** Work request **
Report back every line in the data that includes the string "would".

################

PR #313, opened 2016-10-06
(lightalloy) Convert to using AU

gep13:


gep13:
@majkinetor can I get you to have a look at this please? Thanks!

automatic/lightalloy/tools/chocolateyInstall.ps1
```diff
@@ -1,24 +1,28 @@
...
-# Installer if the old silent mode would still work was easy
-#Install-ChocolateyPackage "$packageName" "$installerType" "$silentArgs" "$url" -validExitCodes $validExitCodes
+$pwd			= "$(split-path -parent $MyInvocation.MyCommand.Definition)"
+$au3			= Join-Path $pwd 'lightalloy.au3'
 
 # Need some AutoIt3 wizardry because installer is not silent
 $chocTempDir	= Join-Path $env:TEMP "chocolatey"
-tempDir		= Join-Path $chocTempDir "$packageName"
+$tempDir		= Join-Path $chocTempDir "$packageName"
 if (![System.IO.Directory]::Exists($tempDir)) {[System.IO.Directory]::CreateDirectory($tempDir)}
```
majkinetor: you mean `mkdir $tempDir -force` ? :)

gep13:
@majkinetor so, in order to see the automatic pushing and commiting working... Can I do the following?

The latest version of this package is 4.8.8.2, but the latest pushed to Chocolatey.org is 4.8.8.  If I change the nuspec version to say 4.7.7, check it in, and then let the AppVeyor build run, it should detect the new version, update the files, and push to chocolatey.org, right?

automatic/lightalloy/update.ps1
```diff
@@ -0,0 +1,32 @@
+import-module au
+import-module .\..\..\extensions\chocolatey-fosshub.extension\extensions\Get-UrlFromFosshub.psm1
```
majkinetor: I am not sure if this is necessary if its installed in the system but it wont harm either.

automatic/lightalloy/tools/chocolateyInstall.ps1
majkinetor: you mean `mkdir $tempDir -force ?` :)

majkinetor:
You have to put the version to something higher then already in community feed,  lets say 4.8.8.1 (or use `NoCheckChocoVersion`).

Then it should do all the stuff.

gep13:
@majkinetor why would it need to be higher? I thought the whole point was that if it found a version, which is higher than the one currently on chocolatey.org, it would update, and push the package out.  What am I missing?!?

majkinetor:
Oh yeah, you are right :) I am totally tripping.

gep13:
>@majkinetor said...
Oh yeah, you are right :) I am totally tripping.

ok, cool, we are on the same page then.  I will fix up this PR tomorrow, and set the nuspec version to be an earlier version, and then check to see if everything works correctly from AppVeyor execution.

I am expecting the following...

* Update nuspec and chocolateyInstall.ps1 with new values
* Create nupkg with higher version number
* Commit the changes to the file and push to GitHub
* Push the latest package to Chocolatey.org
* Update gist with what happened

Does that sound right?

majkinetor:
Thats the deal. And may send mail too :P

majkinetor:
Just make sure token is set right for github and with right permissions.

gep13:
>@majkinetor said...
Just make sure token is set right for github and with right permissions.

At the minute, it is using my credentials, but I may change that to be the chocobot account, but that will be a test for another day.

gep13:
>@majkinetor said...
Thats the deal. And may send mail too :P

I haven't set up the email configuration yet.  I am just using the built in appveyor mails for when a build fails.  I suspect you are sending emails at other times as well, so I think I will need to get this set up as well.

gep13:
Ok, I will get this tested out tomorrow, and I will let you know if I run into anything.  Thanks for your help!

majkinetor:
You already use token for the gist, you can use the same one for the git, just set it to public repo scope.

Mails are sent when update throws exceptions. Build will fail only if you make it so in the `update_all.ps1`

################

** Response to the task **
-# Installer if the old silent mode would still work was easy
@majkinetor why would it need to be higher? I thought the whole point was that if it found a version, which is higher than the one currently on chocolatey.org, it would update, and push the package out.  What am I missing?!?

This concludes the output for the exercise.